Now we are going to look at these differences in more detail.
stats <- tg %>%
group_by(supp,
Dose = dose) %>%
summarise(mean = mean(len),
.groups = "drop") %>%
spread(supp,
mean) %>%
mutate(Diff = abs(VC - OJ))
kable(stats,
align = "lccrr") %>%
kable_styling(bootstrap_options = "bordered",
full_width = FALSE) %>%
row_spec(row = 0,
bold = TRUE)
Dose | OJ | VC | Diff |
---|---|---|---|
0.5 | 13.23 | 7.98 | 5.25 |
1 | 22.70 | 16.77 | 5.93 |
2 | 26.06 | 26.14 | 0.08 |
As we had observed in the boxplot, the 2mg/day dose has very little difference in tooth growth independently on the supplement. This makes it harder to determine which supplement is more effective at this dose.
# Filter the data based on dose
dose_half <- filter(tg,
dose == 0.5)
dose_one <- filter(tg,
dose == 1)
dose_two <- filter(tg,
dose == 2)
# Calculating the t-tests
t.test(len ~ supp,
dose_half)
##
## Welch Two Sample t-test
##
## data: len by supp
## t = 3.1697, df = 14.969, p-value = 0.006359
## alternative hypothesis: true difference in means between group OJ and group VC is not equal to 0
## 95 percent confidence interval:
## 1.719057 8.780943
## sample estimates:
## mean in group OJ mean in group VC
## 13.23 7.98
t.test(len ~ supp,
dose_one)
##
## Welch Two Sample t-test
##
## data: len by supp
## t = 4.0328, df = 15.358, p-value = 0.001038
## alternative hypothesis: true difference in means between group OJ and group VC is not equal to 0
## 95 percent confidence interval:
## 2.802148 9.057852
## sample estimates:
## mean in group OJ mean in group VC
## 22.70 16.77
t.test(len ~ supp,
dose_two)
##
## Welch Two Sample t-test
##
## data: len by supp
## t = -0.046136, df = 14.04, p-value = 0.9639
## alternative hypothesis: true difference in means between group OJ and group VC is not equal to 0
## 95 percent confidence interval:
## -3.79807 3.63807
## sample estimates:
## mean in group OJ mean in group VC
## 26.06 26.14
# Organise in a table
Dose <- c(0.5, 1, 2)
P_value <- c(0.0064, 0.0010, 0.9639)
Conf_int <- c("1.72, 8.78", "2.80, 9.06", "-3.80, 3.64")
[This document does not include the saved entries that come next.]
PR #2627, opened 2025-10-07
MySQL: update readme; complete initializing a fresh instance paragraph

gouglhupf:
Completes and clarifies the “Initializing a fresh instance” section in mysql/content.md to accurately document how initialization files are discovered and executed by the image.

### What changed
Expanded the paragraph to explicitly document:

- Supported file extensions in "/docker-entrypoint-initdb.d": .sh, .sql, .sql.gz, .sql.bz2, .sql.xz, .sql.zst.
- Shell script handling: .sh without execute permission are sourced; executable .sh are run.

### Rationale
The previous text was incomplete/ambiguous about which files run and sourcing vs executing .sh files.
This aligns the docs with the actual behavior in the [entrypoint](https://github.com/docker-library/mysql/blob/3eee88bcaf4066ecef9edce0879053ce0dc3374b/8.4/docker-entrypoint.sh#L56) and aligns with the wording used in the `mariadb` image.

### Impact
Docs-only change

### DIFF
--- a/mysql/content.md
+++ b/mysql/content.md
@@ -134,7 +134,7 @@ Currently, this is only supported for `MYSQL_ROOT_PASSWORD`, `MYSQL_ROOT_HOST`, 
 
 # Initializing a fresh instance
 
-When a container is started for the first time, a new database with the specified name will be created and initialized with the provided configuration variables. Furthermore, it will execute files with extensions `.sh`, `.sql` and `.sql.gz` that are found in `/docker-entrypoint-initdb.d`. Files will be executed in alphabetical order. You can easily populate your `%%IMAGE%%` services by [mounting a SQL dump into that directory](https://docs.docker.com/storage/bind-mounts/) and provide [custom images](https://docs.docker.com/reference/dockerfile/) with contributed data. SQL files will be imported by default to the database specified by the `MYSQL_DATABASE` variable.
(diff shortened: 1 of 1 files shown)


mysql/content.md
```diff
@@ -134,7 +134,7 @@ Currently, this is only supported for `MYSQL_ROOT_PASSWORD`, `MYSQL_ROOT_HOST`,
...
+When a container is started for the first time, a new database with the specified name will be created and initialized with the provided configuration variables. Furthermore, it will execute files with extensions `.sh`, `.sql`, `.sql.gz`, `.sql.bz2`, `.sql.xz` and `.sql.zst` that are found in `/docker-entrypoint-initdb.d`. Files will be executed in alphabetical order. `.sh` files without file execute permission are sourced rather than executed. You can easily populate your `%%IMAGE%%` services by [mounting a SQL dump into that directory](https://docs.docker.com/storage/bind-mounts/) and provide [custom images](https://docs.docker.com/reference/dockerfile/) with contributed data. SQL files will be imported by default to the database specified by the `MYSQL_DATABASE` variable.
```
tianon:
```suggestion
When a container is started for the first time, a new database with the specified name will be created and initialized with the provided configuration variables. Furthermore, it will execute files with extensions `.sh`, `.sql`, `.sql.gz`, `.sql.bz2`, `.sql.xz`, and `.sql.zst` that are found in `/docker-entrypoint-initdb.d`. Files will be executed in alphabetical order. When parsing `.sh` files without the execute bit set, they are `source`d rather than executed.

You can easily populate your `%%IMAGE%%` services by [mounting a SQL dump into that directory](https://docs.docker.com/storage/bind-mounts/) and provide [custom images](https://docs.docker.com/reference/dockerfile/) with contributed data. SQL files will be imported by default to the database specified by the `MYSQL_DATABASE` variable.
```

- oxford comma (I was going to ignore this one because the prior text _also_ didn't use it :facepalm:  but then I had another suggestion so I figured it's worth noting while nothing this other suggestion:)
- slight re-word to avoid `.sh` at the start of a sentence (which creates an awkward flow)
- making `source` in `source`d a code block (so it's more clear this is the shell's concept of `source`, specifically)
- separating what's now a very long single block into two blocks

Decision <- c("Reject null", "Reject null", "Do not reject null")
TG_ttest<- data.frame(Dose, Conf_int, P_value, Decision)
kable(TG_ttest,
align = "lccrr") %>%
kable_styling(bootstrap_options = "bordered",
full_width = FALSE) %>%
row_spec(row = 0,
bold = TRUE)
Dose | Conf_int | P_value | Decision |
---|---|---|---|
0.5 | 1.72, 8.78 | 0.0064 | Reject null |
1.0 | 2.80, 9.06 | 0.0010 | Reject null |
2.0 | -3.80, 3.64 | 0.9639 | Do not reject null |
As expected, the p-values for doses 0.5 and 1.0 will be very small because of the big differences in mean between them.
Thus, for dose 0.5 and 1.0, since p-values are smaller than 0.5, we reject the null hypotheses. This means that the type of supplement has a statistical significant effect, making Orange Juice more effective. But for dose 2.0 mg/day, we cannot reject the null as the p-value is greater than 0.5.
The central assumption for the results is that the sample is representative of the population, and that no other variable is affecting tooth length.
For the t.test, two assumptions are made:
With that, in reviewing the t.test, supplement type OJ is more effective than VC for doses less or equal than 1.0mg/day. But for dose at 2.0 mg/day, there is no difference between the supplement types.